Exhibition: Japanese Ink Paintings

Thursday, Mar 28, 2024 from 1:00pm to 8:00pm

  415-581-3500
  Website

Highlights from the collection illustrate how Japanese artists from the 15th to the early 17th century engaged with Chinese ink painting styles.

As Japan’s military leaders cultivated a taste for Chinese ink paintings during the Muromachi period (1333–1573), envoys and monks from China spread ink landscapes and figural subjects to Zen temples. By the late 1500s, tea masters like Sen no Rikyu (1592–1591) held Chinese ink paintings and calligraphy in high regard for display in tearoom alcoves. The superb works gathered in this gallery tell the story of how the taste for Chinese ink styles dynamically shaped Japanese painting from the 1400s to the early 1600s.
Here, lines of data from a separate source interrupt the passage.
PR #376, opened 2018-03-02
Add CKM_GENERIC_SECRET_KEY_GEN Support

### LINKED ISSUE #375: Support for CKM_GENERIC_SECRET_KEY_GEN
Currently using HMAC with PKCS11 2.4.0 is difficult as SoftHSM does not support generating generate secret generation via CKM_GENERIC_SECRET_KEY_GEN that many software packages require for using HMAC. Is there a planned addition for this in the near future?

Thanks.

daviddob:
Add support for CKM_GENERIC_SECRET_KEY_GEN which is required for HMAC operations in PKCS11 2.4.0.

Resolves #375

### DIFF
--- a/src/lib/SoftHSM.cpp
+++ b/src/lib/SoftHSM.cpp
@@ -5639,107 +5639,7 @@ CK_RV SoftHSM::C_GenerateKey(CK_SESSION_HANDLE hSession, CK_MECHANISM_PTR pMecha
 
     if (pMechanism->mechanism == CKM_GENERIC_SECRET_KEY_GEN)
     {
-        const CK_ULONG maxAttribs = 32;
-        CK_ATTRIBUTE keyAttribs[maxAttribs] = {
-            { CKA_CLASS, &objClass, sizeof(objClass) },
-            { CKA_TOKEN, &isOnToken, sizeof(isOnToken) },
-            { CKA_PRIVATE, &isPrivate, sizeof(isPrivate) },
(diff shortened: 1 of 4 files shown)


gbolo:
nice, would love to have `CKM_GENERIC_SECRET_KEY_GEN` support in softhsm

gbolo:
Just tested this, I can confirm that it works as expected. Good job

bellgrim:
Thank you for this PR. Will check it out once I have finished some other issues in the backlog.

npmccallum:
Any update on this? We (Red Hat) have started adding PKCS#11 support to  https://github.com/latchset/jose but we are running into this bug.

One comment about the implementation. I'm not sure it actually conforms to http://docs.oasis-open.org/pkcs11/pkcs11-curr/v2.40/cs01/pkcs11-curr-v2.40-cs01.html#_Toc399398911 . My cursory glance over the code looks like it is supplying attributes besides `CKA_KEY_TYPE` and `CKA_CLASS`. https://github.com/opendnssec/SoftHSMv2/pull/376/commits/0393f7a97ef1a9c90cb735d05e383efff15600de#diff-ff3900333e6090272c9e40bb1fc2da27R6900

I don't think that is correct. Also, I don't see validation of the attributes `CKA_KEY_TYPE` and `CKA_CLASS` when specified in the template.

bellgrim:
Made some changes so that we use the correct key type and also handle the KCV-attribute.

Issue #366, opened 2018-01-16
configure: cannot check for file existence when cross compiling


the-nic:
When I run configure to cross-compile SoftHSM 2.3.0, I get the following error message:

```
configure:5347: checking for crypto backend
configure:6032: result: Botan
configure:6052: checking for /usr/include/botan-2/botan/version.h
configure:6058: error: cannot check for file existence when cross compiling
```

Command line for configure:
`./configure --build=x86_64-linux --host=arm-poky-linux-gnueabi --target=arm-poky-linux-gnueabi --prefix=/usr --exec_prefix=/usr --bindir=/usr/bin --sbindir=/usr/sbin --libexecdir=/usr/lib/softhsm --datadir=/usr/share --sysconfdir=/etc --sharedstatedir=/com --localstatedir=/var --libdir=/usr/lib --includedir=/usr/include --oldincludedir=/usr/include --infodir=/usr/share/info --mandir=/usr/share/man --disable-silent-rules --disable-dependency-tracking --with-libtool-sysroot=SOMEDIR/imx7dsabresd --with-crypto-backend=botan --with-botan=/usr`

Any ideas?

the-nic:
This error is likely caused by `AC_CHECK_FILE()` in `m4/acx_botan.m4`.

Maybe a `test -f <file>` would be enough, as suggested [in a mailing list](https://lists.gnu.org/archive/html/autoconf/2000-10/msg00018.html)?

bellgrim:
Thanks for reporting this. The suggested fix sounds good.

the-nic:
Note that in current HEAD the other `acx_botan_*.m4` files have a similar issue. Instead of using `AC_RUN_IFELSE` one could do `AC_COMPILE_IFELSE` and convert the test program to something like this:

```
int main()
{
    using namespace Botan;
#if BOTAN_VERSION_CODE < BOTAN_VERSION_CODE_FOR(2,0,0)
    #error "Unsupported feature"
#endif
    eturn 0;
}
```

Probably even only the preprocessor would be sufficient, but I am by no means an expert for autotools.

rijswijk:
If this is easy to fix, do it in 2.5.0

bellgrim:
Fixed with #381 and #410

PR #381, opened 2018-03-25
Ease cross-compilation

michaelweiser:
These patches make cross-compilation possible, easier and more robust. Changes are:

- do not by default add build host paths to lib and include search paths
- make runtime checks guess their outcome and overrideable
- switch some runtime checks to compile checks
- split the 64bit check to be more robust
- prefer pkg-config because it can be and on at least some Linux distros (Gentoo, Debian) is already wrapped for cross-compilation

This should make some headway with https://github.com/opendnssec/SoftHSMv2/issues/366.


bellgrim:
Great work, will check it once I have finished some other issues in the backlog.

PR #387, opened 2018-04-12
Add VS2017 detection to Configure.py

jariq:
Hi, I've successfully [built SoftHSM 2.4.0 with Visual Studio 2017 Community](https://github.com/disig/SoftHSM2-for-Windows/blob/2.4.0/BUILDING.md) but I had to pass `with-toolset=v141` parameter to `Configure.py` script. This micropatch adds VS2017 detection to `Configure.py` script.


bellgrim:
Thanks for adding this!

PR #388, opened 2018-04-13
Update DBTests.cpp to fix x86 test failure

tcely:
I don't know why this wasn't a problem on `x86_64` builds, but this test failed on `x86` alpinelinux.

See: https://github.com/tcely/aports/blob/a6fdb70c45eb7ce9eff1dff0993eeb93a012bfb6/testing/softhsm/fix-objstoretest.patch
http://build.alpinelinux.org/buildlogs/build-edge-x86/testing/softhsm/softhsm-2.4.0-r0.log


bellgrim:
Thank you for fixing this!

PR #629, opened 2021-04-19
fix check minimal Botan version

agrandville:
compilation with Botan crypto backend on Ubuntu 18 fails.

way to reproduce:
```
$ sudo apt install libbotan-2-dev
$ sudo apt list --installed | grep botan
libbotan-2-dev/bionic,now 2.4.0-5ubuntu1 amd64 [installed]
$ ./autogen.sh
$ ./configure --with-crypto-backend=botan 
$ make

 ....lot of output....

BotanUtil.cpp:172:13: error: ‘class Botan::BER_Object’ has no member named ‘is_a’
  if (object.is_a(Botan::PRINTABLE_STRING, Botan::ASN1_Tag(0)))
             ^~~~
```

BER_Object is defined in include/botan-2/botan/asn1_obj.h
Member function 'is_a' was added in [Botan version 2.5](https://github.com/randombit/botan/blob/2.5.0/src/lib/asn1/asn1_obj.h)

### DIFF
--- a/m4/acx_crypto_backend.m4
+++ b/m4/acx_crypto_backend.m4
@@ -119,7 +119,7 @@ AC_DEFUN([ACX_CRYPTO_BACKEND],[
 	elif test "x${crypto_backend}" = "xbotan"; then
 		AC_MSG_RESULT(Botan)
 
-		ACX_BOTAN(2,0,0)
+		ACX_BOTAN(2,5,0)
 
 		CRYPTO_INCLUDES=$BOTAN_CFLAGS
 		CRYPTO_LIBS=$BOTAN_LIBS


rijswijk:
Thanks for spotting this, looks like this was introduced with #526 and fell through the cracks. I wonder, though, if there is a different solution possible that doesn't use `is_a(..)`, since bumping the Botan version might break builds on older platforms.

Question for @Jakuje who submitted #526: do you perhaps see an alternative to using `is_a(..)`?

Jakuje:
Probably, there will be a way, but this was literally my first code I wrote with botan so anyone should be eligible to figure out some alternative. If nobody will show up, I will have a look, but I can not promise when this will be.

halderen:
I should re-institute running the tests on Jenkins on all platforms to catch these items, the testing platforms atm aren't cutting it.
Nearly all distributions are on Botan version > 2.5.0 according to https://github.com/randombit/botan/wiki/Distros
Ubuntu 18 is still into LTS until mid 2022, Ubuntu 18 is on a too old version of botan, but also softhsm version lacks very behind.  Hence demanding a higher version of ubuntu doesn't hurt, as people need to manually build softhsm2 anyway, and can then do the same to Botan.  Ubuntu 20 is on >= 2.5.0 so fine.

PR #632, opened 2021-05-13
Replace CKR_ARGUMENTS_BAD by a better error code when appropriate

selvanair:
Cases where the error is due to a limitation in the
implementation (e.g., digest type in OAEP), return
CKM_MECHANISM_PARAMETER_INVALID instead of CKR_ARGUMENTS_BAD

Where the parameter is evidently wrong (like NULL for a
required parameter), CKR_ARGUMENTS_BAD is retained.

Signed-off-by: Selva Nair <selva.nair@gmail.com>


selvanair:
PS: I'm not sure of how to treat the `source == CKZ_DATA_SPECIFIED`
requirement imposed for OAEP in some code paths. Is this required 
to be set even when pSourceData is unused (NULL)? 
Also, for some reason its not checked during Decrypt() --  only 
Encrypt/Wrap/UnWrap checks it.

jschlyter:

PR #639, opened 2021-07-15
According to the PKCS11 specification, modify the return value type o…

c20liu:
According to the PKCS11 specification(v2.4 or v3.0), some key-related operations need return CKR_KEY_HANDLE_INVALID


jschlyter:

Their themes and styles speak to the breadth of Chinese sources available to artists in Japan: a Zen parable, Catching the Ox, by the monk-painter Sekkyakushi (active approx. 1400–1450); expansive, Chinese-style landscapes by Shikibu Terutada (active 1500s); famous Chinese poets painted by Soami (1485–1525) and Unkoku Togan (1547–1618); and gibbons at play by Kaiho Yusho (1533–1615).